A simple User model could be represented this way in Scala:

case class User(id: long, name: String)

And its Avro schema would look like this:

{
  "type": "record",
  "name": "User",
  "fields" : [
    {"name": "id", "type": "long"},
    {"name": "name", "type": "string"}
  ]
}

It’s possible to share such schemas across projects by creating a dedicated versioned git repository. Any project can either use git submodules to import it or directly build an artefact and use the its dependency manager to import the compiled schemas.

Thanks to this, any project can depend on a schema at compile-time (let’s ignore language such as Javascript which does runtime checks only). It means that if the project compiles, we’re almost good to go into production because we are using the “official” schemas of data: we will be compatible with anyone producing or consuming them (if the schema is compatible of course, as we’ll see right below).

Compatibility

As we said: Data evolve. Avro’s biggest selling-point is its schema evolution management (the second selling-point being its tiny size then fast serde). How lucky we are!

When a schema on the git repository has changed, it does not mean it’s backward or forward compatible: git does not have the intelligence to validate that.

This is where the Schema Registry comes into play.

It’s a small application (typically a simple REST app with a database) that exists only to expose existing schemas and validate that the new schemas are compatible.

When a data producer starts, it will register the schema it is using (if not yet inside the registry): this is where the registry can reject its ask because — if incompatible — it could break potential consumers. Imagine a field was removed: what if a consumer (not updated yet) depends on it?

Enforcing the compability through a third-party component is a must-have. As we know, to err is human.

You can check out my article if you want to grasp the technical details of Avro and the Schema Registry:

Serializing data efficiently with Apache Avro and dealing with a Schema Registry

Apache Avro is a must nowadays, but it’s rarely used alone. For the sake of schema evolution (any business have…

www.sderosiaux.com

Conclusion

This was just a prelude to the huge world of a Data Governance and the combination of Kafka and Avro. It’s not a “you should do” article, but more “you could do”.

Combining the Kafka Platform and Avro gives us a bright and stable future:

A performant and robust way of exchanging data.
A total decoupling between producers and consumers: a service doesn’t need to manage who consumes its data.
Governance: with the Schema Registry, you can list all the type of data available and their schemas (and their evolutions).

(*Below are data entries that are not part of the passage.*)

PR #1998, opened 2026-07-13
Corroborate stress regressions with Confluent control

### LINKED ISSUE #1991: P2 ci: stress trend gate fails runs on Confluent-only baseline regressions — control-client drops signal environment, need Dekaf/Confluent ratio corroboration

thomhurst:
## Summary
- treat Confluent baseline regressions as environment warnings, never gate failures
- require paired Dekaf regressions to be corroborated by a trailing Dekaf/Confluent ratio band
- mark suspected environment-shift runs and exclude them from absolute baselines
- preserve existing consecutive-regression behavior for unpaired scenarios

## Test plan
- [x] `python -m unittest test_stress_trend.py`
- [x] `python -m unittest discover -s .github/scripts -p 'test_stress_*.py'`
- [x] `python -m compileall -q .github/scripts`
- [x] replay stress run 29237954294 against committed history

Closes #1991

### DIFF
--- a/.github/scripts/stress_trend.py
+++ b/.github/scripts/stress_trend.py
@@ -132,10 +132,13 @@ def _matching_control_ratios(runs, result, metric):
     ratios = []
 
     for run in runs:
+        if run.get("environmentShiftSuspected", False):
+            continue
         matching_results = [
             item
             for item in run.get("results", [])
             if _pair_identity(item) == pair_key
+            and not item.get("environmentShiftSuspected", False)
         ]
         candidate = next(
             (item for item in matching_results if _identity(item) == candidate_key),
--- a/.github/scripts/stress_trend.py
+++ b/.github/scripts/stress_trend.py
@@ -92,6 +92,26 @@ def _identity(result):
     )
 
 
+def _is_confluent(result):
+    return str(result.get("client", "")).casefold().startswith("confluent")
+
+
+def _pair_identity(result):
+    """Match a Dekaf scenario to its same-run Confluent control.
+
+    Client and consumer connection count are intentionally excluded: each client uses its
+    own connection preset, while broker count and workload shape define the paired run.
+    """
+    return (
+        str(result.get("scenario", "unknown")).casefold(),
+        result.get("brokerCount", 1),
+        result.get("durationMinutes"),
+        result.get("messageSizeBytes"),
+        _consumer_seed_batch_size(result),
+        _roundtrip_messages(result),
+    )
+
+
 def _matching_observations(runs, result):
     key = _identity(result)
     matches = []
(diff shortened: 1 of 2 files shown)


thomhurst:
Confirmed: environment-shift exclusion is deliberately run-wide because Confluent is the runner/host control, not only a scenario control. Commit b9c27947 documents that invariant and adds a regression test proving one control regression marks every same-run observation. I left Markdown status wording and annotation severity/prefix classification separate: they are distinct output contracts, and consolidating them would broaden this focused gate fix.

thomhurst:
Addressed the ratio-baseline finding in commit `b6d01c49fa9bf684eb0312657e5d6f8a700fab7a`: run-level and observation-level environment shifts are now excluded from _matching_control_ratios; regression coverage verifies a skewed 5.0 ratio does not enter the clean 2.0 baseline. Python suite: 32/32; compileall: clean.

Nobody needs to ask you “what is the format of your data? send me an excel please”.
Future-proof: with Avro, you ensure nobody can inject “bad” data that could break consuming services.

But that also raises tons of questions:

Who owns what? Kafka? Its data? The Schema Registry? Its schemas?
If you share something, you must define SLAs.
The data and schemas accesses and modifications needs to be controlled (ACLs)
What happen when you really need to break the schema compability?